2 – Azire au lieu de Etan. (G.A.)

 

3 – Inventé par Lullin de Châteauvieux. (G.A.)

 

4 – 545 désigne ici Richelieu. (G.A.)

 

 

 

 

 

à M. le conseiller Tronchin.

 

Aux Délices, 22 Décembre 1758 (1).

 

 

          Excès de précaution, mon cher monsieur, est quelquefois nécessaire. Ce chien ne mord pas, disait le cardinal Mazarin, mais il peut mordre (2). Ma petite précaution n’aura point lieu, et, quoiqu’on m’ait un peu chicané, j’ai signé le traité.

 

          Je suis content de mes acquisitions. Les bords de votre lac m’enchantent plus que jamais ; vos amis et la bonne compagnie de Genève ne me permettent pas l’oisiveté ; je goûte le plus parfait bonheur dont on puisse jouir à mon âge, et je plains plus d’un roi et plus d’un ministre.

 

 

1 – Editeurs, de Cayrol et A. François. (G.A.)

 

2 – Est-ce de Brosses qu’il veut désigner ici ? (G.A.)

 

 

 

 

 

à M. le comte Schowalow.

 

24 Décembre 1758.

 

 

          Monsieur, j’eus l’honneur de vous écrire il y a quatre ou cinq jours ; j’ai reçu, le 21 de décembre, la lettre dont vous m’honorez, du 23 d’octobre, et je ne sais à quoi attribuer un si long retardement. Je vous réitère mes prières, et je vous fais mes très humbles remerciements sur vos nouveaux mémoires. Vous les intitulez, Réponses à mes objections ; permettez-moi d’abord de dire à votre excellence que je n’ai jamais d’objections à faire aux instructions qu’elle veut bien me donner ; que je fais simplement des questions, et que je demande des éclaircissements à l’homme du monde qui me paraît le plus savant dans l’histoire.

 

          Nous ne sommes encore qu’à l’avenue du grand palais que vous voulez bâtir par mes mains, et dont vous me tracez l’ordonnance. Il y a dans cette avenue quelques terres incultes, quelques déserts qu’il faut passer vite.
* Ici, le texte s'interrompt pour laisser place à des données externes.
PR #5750, opened 2019-06-14
feat: add husky as a git hooks framework

riccardo-forina:
The UI workflow needs 2 hooks:

* pre-commit: automatically lint `prettier` to ensure that all the code is styled in the same way regardless of who is contributing
* pre-push: _this is run only if a change in the `app/ui-react` folder is detected_ run the linter, the test suite and the storybook builder for the whole UI. This is useful to catch the most common errors that are done when adding/changing some feature.


package.json
```diff
@@ -1,7 +1,16 @@
...
-    "@commitlint/config-conventional": "^6.1.3"
+    "@commitlint/config-conventional": "^6.1.3",
+    "husky": "^2.4.1"
   },
-  "dependencies": {}
+  "dependencies": {},
+  "husky": {
+    "hooks": {
+      "pre-commit": "cd app/ui-react; yarn precommit",
+      "pre-push": "BRANCH=$(git rev-parse --abbrev-ref HEAD) UICHANGES=$(git diff --name-only --diff-filter=b $(git merge-base HEAD@{1} $BRANCH) | grep app/ui-react); if [[ -z \"${UICHANGES}\" ]]; then echo 'No changes on ui-react detected'; else cd app/ui-react && yarn prepush; fi"
```
riccardo-forina: Now that I think about this, I'm not sure it will work if the latest commit didn't change something in the ui-react folder. Any idea?

zregvart: This is what I did for the incremental build thinggy: https://github.com/syndesisio/syndesis/blob/master/tools/bin/commands/util/common_funcs#L153

zregvart:
I need to add the `pre-commit` hooks we already have to this, we can merge this when you think it works okay (needs rebase) and I can do a follow up PR for the existing `pre-commit` stuff.

package.json
riccardo-forina: Ok so I changed the script to use `syndesis -m ui-react --incremental` instead, and also added `npm-run-all` to pave the way to future additional hooks. Just add a new `[hook]:[module]` script in the `scripts` section with the script that needs to be run and it will be executed automatically.

riccardo-forina:
`wip` removed. I'm not that sure the `pre-push` script is actually detecting changes, but it's the least important of the two. the `pre-commit` one is working fine.

PR #5755, opened 2019-06-14
fix(5321): Actually delete integrations and connections on delete

phantomjinx:
* Rather than updating resources in jsondb with a deleted flag, actually
  remove them instead.

* Deprecate delete flag methods, preserving for use by existing installs

* ConnectionHandler
 * Remove ConectionBulletinBoards when deleting connections

* IntegrationHandler
 * Remove Integrations, IntegationDeployments & IntegrationBulletinBoards

* Adds / updates tests

### DIFF
--- a/app/common/model/src/main/java/io/syndesis/common/model/integration/IntegrationBase.java
+++ b/app/common/model/src/main/java/io/syndesis/common/model/integration/IntegrationBase.java
@@ -45,6 +45,11 @@ import com.fasterxml.jackson.databind.annotation.JsonDeserialize;
 
 public interface IntegrationBase extends WithProperties, WithResourceId, WithVersion, WithModificationTimestamps, WithTags, WithName, WithSteps, ToJson, WithResources {
 
+    /**
+     * @deprecated fully deleted from the data manager in 7.4+.
+     *      Retained for filtering in existing installations.
+     */
+    @Deprecated
     @JsonInclude(JsonInclude.Include.NON_DEFAULT)
     @Value.Default
     default boolean isDeleted() {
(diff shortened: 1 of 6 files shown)


phantomjinx:
@zregvart 
Turns out not as extensive as I thought, _mea culpa!_

KurtStam:
Are we sure we want to do this? Initially this was done by design. Did the design change?

phantomjinx:
> Are we sure we want to do this? Initially this was done by design. Did the design change?

For my part, I am not in a position to question the original design. That said, I would be interested to understand the rationale for the design choice.

While developing/testing this, I obviously looked at my live jsondb.
My observations:
- 6 integrations, 4 connections created & visible in UI
- 27069 records in jsondb
- 8749 connector records (standard for install?)
- 318 connector-templates (standard for install?)
- 13119 integration-deployments records
- 3355 integrations records
- 195 activity records (standard for install?)
- 80 connection-bulletin-board records
- 1199 connection records
- 54 integration-bulletin-board records
- New connection generates 260 records
- New integration generates 411 records
- Deleting resource before change: ~2secs
- Deleting resource after change: immediate

My questions:
Obviously, performance improves if few-no records in jsondb. However, if a time lag becomes evident after only 6 integrations then with 'deleted' resources remaining & total number of records only increasing then how will the performance of the jsondb ever not continually degrade?

The isDeleted() function of integrations is almost exclusively for filtering out deleted resources. Thus, everytime records are fetched this filtering takes place, adding a performance cost. Is this performance cost worth it?

zregvart:
I've never heard the rationale for keeping the deleted integrations and dependencies around, we certainly have had performance issues with JSONDB tied to the number of rows we store in it, so this looks good to me.

@chirino do you remember why we don't delete the integrations, i.e. only mark them as deleted and keep them around?

zregvart:
I put a WIP label and approved, once we are confidant that this change is okay we can simply remove the WIP label to get it merged.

Il est moins question de savoir d’où vient le mot de tsar que de faire voir que Pierre Ier a été le plus grand des tsars. Je me garderai bien de mettre en question si le blé de la Livonie vaut mieux que celui de la Carélie ; j’observerai seulement ici, monsieur, que l’agriculture a été très négligée dans toute l’Europe jusqu’à nos jours.

 

          L’Angleterre, dont vous me parlez, est un des pays les plus fertiles en blé ; cependant ce n’est que depuis quelques années que les Anglais ont su en faire un objet de commerce immense. La nouvelle charrue et le semoir sont d’une utilité qui semble devoir désormais prévenir toutes les disettes. J’en ai vu beaucoup d’expériences, et je m’en sers avec succès dans deux de mes terres en France, dans le voisinage de Genève. Vous voyez par-là que les arts ne se perfectionnent qu’à la longue ; et je vois aussi quelles obligations votre empire doit avoir à Pierre-le-Grand, qui lui a donné plusieurs arts, et en a perfectionné quelques-uns.

 

          Je me servirai du mot russien, si vous le voulez ; mais je vous supplie de considérer qu’il ressemble trop à prussien, et qu’il en paraît un diminutif ; ce qui ne s’accorde pas avec la dignité de votre empire. Les Prussiens s’appelaient autrefois Borusses, comme vous le savez, et, par cette dénomination, ils paraissaient subordonnés aux Russes. Le mot de russe a d’ailleurs quelque chose de plus ferme, de plus noble, de plus original, que celui de russien ; ajoutez que russien ressemble trop à un terme très désagréable dans notre langue, qui est celui de ruffien ; et, la plupart de nos dames prononçant les deux ss comme les ff, il en résulte une équivoque indécente qu’il faut éviter.

 

          Après toutes ces représentations, j’en passerai par ce que vous voudrez ; mais le grand point, monsieur, l’objet important et indispensable, devant lequel presque tous les autres disparaissent, est le détail de tout ce qu’a fait Pierre-le-Grand d’utile et d’héroïque. Vous ne pouvez me donner trop d’instructions sur le bien qu’il a fait au genre humain. La plupart des gens de lettres de l’Europe me reprochent déjà que je vais faire un panégyrique, et jouer le rôle d’un flatteur ; il faut leur fermer la bouche en leur faisant voir que je n’écris que des vérités utiles aux hommes.

 

          J’espère aussi, monsieur, que vous voudrez bien me faire parvenir des mémoires fidèles sur les guerres entreprises par Pierre Ier, sur ses belles actions, sur celles de vos compatriotes, en un mot, sur tout ce qui peut contribuer à la gloire de l’empire et à la vôtre.